- EXERCISE OBJECTIVE -
Whatever the records contain, reproduce all of them exactly.

== SUPPLIED DATA ==

PR #1651, opened 2023-10-08
CMake Cleanup

varunagrawal:
Updated the GTSAM cmake so that GTSAM specific flags are not exposed in downstream applications. The benefit is that configuring downstream applications becomes easier and more legible, without all the extra variables involved.

For example, this is the ccmake output of GTDynamics before:

Screen Shot 2023-10-08 at 11 27 17 AM
Screen Shot 2023-10-08 at 11 27 34 AM

<hr/>

and after:
Screen Shot 2023-10-08 at 11 25 53 AM
Screen Shot 2023-10-08 at 11 28 54 AM

### DIFF
--- a/CMakeLists.txt
+++ b/CMakeLists.txt
@@ -42,19 +42,19 @@ set(CMAKE_MODULE_PATH "${CMAKE_MODULE_PATH}" "${CMAKE_CURRENT_SOURCE_DIR}/cmake"
 include(GtsamMakeConfigFile)
 include(GNUInstallDirs)
 
-# Load build type flags and default to Debug mode
-include(GtsamBuildTypes)
-
-# Use macros for creating tests/timing scripts
-include(GtsamTesting)
-include(GtsamPrinting)
-
 # guard against in-source builds
 if(${GTSAM_SOURCE_DIR} STREQUAL ${GTSAM_BINARY_DIR})
   message(FATAL_ERROR "In-source builds not allowed. Please make a new directory (called a build directory) and run CMake from there. You may need to remove CMakeCache.txt. ")
 endif()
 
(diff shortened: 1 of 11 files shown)


jlblancoc (approved):
So, as far as I can see, this is more about integrating GTSAM in another project (e.g. submodule) so the private ccmake vars are not shown (but marked as private), rather than hiding those private flags downstream, when they should already be absent via the use of "PRIVATE", right?

If that's the idea, I see it correct and well done. From a first read of the PR description it looked like private flags were exposed downstream (!!).

varunagrawal:
> So, as far as I can see, this is more about integrating GTSAM in another project (e.g. submodule) so the private ccmake vars are not shown (but marked as private), rather than hiding those private flags downstream, when they should already be absent via the use of "PRIVATE", right?

Yes, some flags which are considered "private" such as `GTSAM_COMPILE_OPTIONS_PRIVATE` were being exposed in a downstream library (GTDynamics in this case) which didn't seem correct, since why should GTDynamics care about GTSAM's internal compilation flags? This was also causing too many variables to populate which makes configuring the downstream project harder.

Since `set` doesn't have a "PRIVATE" option, I used `mark_as_advanced` to achieve this.

> If that's the idea, I see it correct and well done.

Thank you. :)

> From a first read of the PR description it looked like private flags were exposed downstream (!!).

Yes that is exactly correct. I am assuming flags like `GTSAM_COMPILE_OPTIONS_PRIVATE` are supposed to be private @jlblancoc? And not exposed downstream? I took screenshots showing the before and after so that it was clearer what I was trying to achieve.

dellaert:
Why not to develop?

varunagrawal:
I'm chaining PRs to get the combined features but still make it easy to review. :)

===

- THE ANSWER -
PR #1651, opened 2023-10-08
CMake Cleanup

varunagrawal:
Updated the GTSAM cmake so that GTSAM specific flags are not exposed in downstream applications. The benefit is that configuring downstream applications becomes easier and more legible, without all the extra variables involved.

For example, this is the ccmake output of GTDynamics before:

Screen Shot 2023-10-08 at 11 27 17 AM
Screen Shot 2023-10-08 at 11 27 34 AM

<hr/>

and after:
Screen Shot 2023-10-08 at 11 25 53 AM
Screen Shot 2023-10-08 at 11 28 54 AM

### DIFF
--- a/CMakeLists.txt
+++ b/CMakeLists.txt
@@ -42,19 +42,19 @@ set(CMAKE_MODULE_PATH "${CMAKE_MODULE_PATH}" "${CMAKE_CURRENT_SOURCE_DIR}/cmake"
 include(GtsamMakeConfigFile)
 include(GNUInstallDirs)
 
-# Load build type flags and default to Debug mode
-include(GtsamBuildTypes)
-
-# Use macros for creating tests/timing scripts
-include(GtsamTesting)
-include(GtsamPrinting)
-
 # guard against in-source builds
 if(${GTSAM_SOURCE_DIR} STREQUAL ${GTSAM_BINARY_DIR})
   message(FATAL_ERROR "In-source builds not allowed. Please make a new directory (called a build directory) and run CMake from there. You may need to remove CMakeCache.txt. ")
 endif()
 
(diff shortened: 1 of 11 files shown)


jlblancoc (approved):
So, as far as I can see, this is more about integrating GTSAM in another project (e.g. submodule) so the private ccmake vars are not shown (but marked as private), rather than hiding those private flags downstream, when they should already be absent via the use of "PRIVATE", right?

If that's the idea, I see it correct and well done. From a first read of the PR description it looked like private flags were exposed downstream (!!).

varunagrawal:
> So, as far as I can see, this is more about integrating GTSAM in another project (e.g. submodule) so the private ccmake vars are not shown (but marked as private), rather than hiding those private flags downstream, when they should already be absent via the use of "PRIVATE", right?

Yes, some flags which are considered "private" such as `GTSAM_COMPILE_OPTIONS_PRIVATE` were being exposed in a downstream library (GTDynamics in this case) which didn't seem correct, since why should GTDynamics care about GTSAM's internal compilation flags? This was also causing too many variables to populate which makes configuring the downstream project harder.

Since `set` doesn't have a "PRIVATE" option, I used `mark_as_advanced` to achieve this.

> If that's the idea, I see it correct and well done.

Thank you. :)

> From a first read of the PR description it looked like private flags were exposed downstream (!!).

Yes that is exactly correct. I am assuming flags like `GTSAM_COMPILE_OPTIONS_PRIVATE` are supposed to be private @jlblancoc? And not exposed downstream? I took screenshots showing the before and after so that it was clearer what I was trying to achieve.

dellaert:
Why not to develop?

varunagrawal:
I'm chaining PRs to get the combined features but still make it easy to review. :)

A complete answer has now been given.